Veja a nota do Ipea na íntegra:
"Vimos a público pedir desculpas e corrigir dois erros nos resultados de nossa pesquisa Tolerância social à violência contra as mulheres, divulgada em 27/03/2014. O erro relevante foi causado pela troca dos gráficos relativos aos percentuais das respostas às frases Mulher que é agredida e continua com o parceiro gosta de apanhar e Mulheres que usam roupas que mostram o corpo merecem ser atacadas. Entre os 3.810 entrevistados, os percentuais corretos destas duas questões são os seguintes:
Mulher que é agredida e continua com o parceiro gosta de apanhar (Em %)
Discorda totalmente | Discorda parcialmente | Neutro | Concorda parcialmente | Concorda totalmente |
---|---|---|---|---|
24 | 8,4 | 1,9 | 22,4 | 42,7 |
Mulheres que usam roupas que mostram o corpo merecem ser atacadas (Em %)
Discorda totalmente | Discorda parcialmente | Neutro | Concorda parcialmente | Concorda totalmente |
---|---|---|---|---|
58,4 | 11,6 | 3,4 | 12,8 | 13,2 |
Corrigida a troca, constata-se que a concordância parcial ou total foi bem maior com a primeira frase (65%) e bem menor com a segunda (26%). Com a inversão de resultados entre as duas questões, relatamos equivocadamente, na semana passada, resultados extremos para a concordância com a segunda frase, que, justamente por seu valor inesperado, recebeu maior destaque nos meios de comunicação e motivou amplas manifestações e debates na sociedade ao longo dos últimos dias.
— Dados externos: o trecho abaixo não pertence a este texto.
PR #2087, opened 2018-07-26
server-helper: Fix connection leak by close timing issue. fix #2086

### LINKED ISSUE #2086: Memory leaks when running fluentd in TLS mode
- Fluentd  version: version 1.1
- Environment information : Ubuntu 16.01
- Fluentd configuration used below

---- fluentd config -----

O outro par de questões cujos resultados foram invertidos refere-se a frases de sentido mais próximo, com percentuais de concordância mais semelhantes e que não geraram tanta surpresa, nem tiveram a mesma repercussão. Desfeita a troca, os resultados corretos são os que seguem. Apresentados à frase O que acontece com o casal em casa não interessa aos outros, 13,1% dos entrevistados discordaram totalmente, 5,9% discordaram parcialmente, 1,9% ficou neutro (não concordou nem discordou), 31,5% concordaram parcialmente e 47,2% concordaram totalmente. Diante da sentença Em briga de marido e mulher, não se mete a colher, 11,1% discordaram totalmente, 5,3% discordaram parcialmente, 1,4% ficaram neutros, 23,5% concordaram parcialmente e 58,4% concordaram totalmente.
A correção da inversão dos números entre duas das 41 questões da pesquisa enfatizadas acima reduz a dimensão do problema anteriormente diagnosticado no item que mais despertou a atenção da opinião pública. Contudo, os demais resultados se mantêm, como a concordância de 58,5% dos entrevistados com a ideia de que se as mulheres soubessem como se comportar, haveria menos estupros. As conclusões gerais da pesquisa continuam válidas, ensejando o aprofundamento das reflexões e debates da sociedade sobre seus preconceitos. Pedimos desculpas novamente pelos transtornos causados e registramos nossa solidariedade a todos os que se sensibilizaram contra a violência e o preconceito e em defesa da liberdade e da segurança das mulheres.
Rafael Guerreiro Osorio* e Natália Fontoura
Pesquisadores da Diretoria de Estudos e Políticas Sociais (Disoc/Ipea) e autores do estudo
* O diretor de Estudos e Políticas Sociais do Ipea pediu sua exoneração assim que o erro foi detectado."